» DATASET RECORDS
PR #408, opened 2024-06-26
Check that color is valid

tahnok:
Instead of merely checking that COLOR is set, check that it is one of RED, BLUE or GREEN

### DIFF
--- a/make.mk
+++ b/make.mk
@@ -213,6 +213,12 @@ ifndef COLOR
 $(error Set the COLOR variable to RED, BLUE, or GREEN depending on what board you have.)
 endif
 
+COLOR_VALID := $(filter $(COLOR),RED BLUE GREEN)
+
+ifeq ($(COLOR_VALID),)
+$(error COLOR must be RED, BLUE, or GREEN)
+endif
+
 ifeq ($(COLOR), BLUE)
 CFLAGS += -DWATCH_IS_BLUE_BOARD
 endif


theAlexes (approved):

matheusmoreira (approved):
Looks good to me, it will catch common user errors. It is a definite improvement!!

Some comments/ideas for possible future improvement:

The valid colors variable will need to be updated if a new board variant is released, this should probably be documented somewhere (I don't know where to be honest), perhaps also moved to a more noticeable place such as the top of the makefile, which would also allow it to abort earlier on user error.

The filter solution correctly identifies valid inputs but it'll still allow some invalid inputs:

```make
make COLOR='RED extra junk'
# Proceeds with COLOR='RED extra junk'
```

It happens because `RED` is treated as an independent word due to make's word splitting on spaces, and the filter function finds the RED word, despite the bad inputs. Users will have to try extra hard to break this but it's possible.

Inverting the logic with `filter-out` closes that loophole:

```make
COLOR_INVALID := $(filter-out RED BLUE GREEN,$(COLOR))

ifneq ($(COLOR_INVALID),)
$(error COLOR must be RED, BLUE, or GREEN)
endif
```

Whitelisting good input is generally better than blacklisting bad input.

This also has a problem with multiple valid inputs:

    make COLOR='RED GREEN'
    # Proceeds...

So we also need to count the words and ensure it's exactly 1:

```make
ifneq ($(words $(COLOR)),1)
$(error COLOR must be only one of RED, BLUE, or GREEN)
endif
```

I also suggest keeping the valid board colors in a variable for easy updating, eliminating the need to touch the logic and error messages in the future.

```make
COLOR.valid := RED BLUE GREEN
COLOR.error = $(error COLOR is [$(COLOR)] but it must be exactly one of these values: $(COLOR.valid))

ifneq ($(filter-out $(COLOR.valid),$(COLOR)),)
$(COLOR.error)
endif

ifneq ($(words $(COLOR)),1)
$(COLOR.error)
endif
```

» TASK ITEM
Produce an exact transcription of the lines from the one containing "Whitelisting good input" through the end of the records, both included, and no other lines.

» WRITTEN RESPONSE
Whitelisting good input is generally better than blacklisting bad input.

This also has a problem with multiple valid inputs:

    make COLOR='RED GREEN'
    # Proceeds...

So we also need to count the words and ensure it's exactly 1:

```make
ifneq ($(words $(COLOR)),1)
$(error COLOR must be only one of RED, BLUE, or GREEN)
endif
```

I also suggest keeping the valid board colors in a variable for easy updating, eliminating the need to touch the logic and error messages in the future.

```make
COLOR.valid := RED BLUE GREEN
COLOR.error = $(error COLOR is [$(COLOR)] but it must be exactly one of these values: $(COLOR.valid))

ifneq ($(filter-out $(COLOR.valid),$(COLOR)),)
$(COLOR.error)
endif

ifneq ($(words $(COLOR)),1)
$(COLOR.error)
endif
```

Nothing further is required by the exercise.